The use of a knife against a person in a Church during a squabble - with the evidence of two stab wounds - one a deep cut to the heart - followed by a second wound in the chest area in my respectful view coupled with the fact the Appellant then RAN from the scene - R v B (a House of Lords decision) in my respectful view the surrounding facts would tend to show and to establish the necessary intent to prove a murder charge and would no doubt lead to a conviction as against this Appellant for murder.
MEDICAL TREATMENT - CONFINEMENT.
I have been assured by the Solicitor General in open Court that the appellant will be provided access to proper medical and hospital treatment - if she remains confined in prison, and of this I am quite sure she will be looked after.
CONCLUSION
Having reached that conclusion, it would in my view be inappropriate for me to grant bail to the Appellant in this case - at this time.
In this regard I am mindful of the admonition of the Court of Appeal in Kafoa v R (App No 347, 348, 743/1996, 20 June 1997, Court of Appeal) where the Court was critical of the Judge's decision to grant bail to three appellants in a rape case pending appeal having regard, in particular, to the gravity of the offences and the appellants' meager prospects of success.
There is one further consideration which I must also that is the welfare of the unborn child and the issue of hard labour.
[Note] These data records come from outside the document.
PR #1513, opened 2020-08-31
Fast Front-ends: Separate RPC server and index.html

hamstu:
## Checklist

#### Staging Deployment


packages/profiles/reducer.js
```diff
@@ -1,17 +1,11 @@
...
-  typeof window.bufferData !== 'undefined' &&
-  typeof window.bufferData.profiles !== 'undefined' &&
-  window.bufferData.profiles;
-
 export const actionTypes = keyWrapper('PROFILES', {
   FETCH_SINGLE_PROFILE: 0,
 });
 
-export default (state = profilesData || [], action) => {
+export default (state = [], action) => {
```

I order that during her confinement whilst pregnant the Appellant is not to perform hard labour - she is to be regularly seen by a medical officer and she is to be placed upon light duties within the prison confines.
Accordingly the applicant and her counsel have failed to persuade me that there is a reasonable prospect of the appeal succeeding; and accordingly her application for bail pending appeal is REFUSED.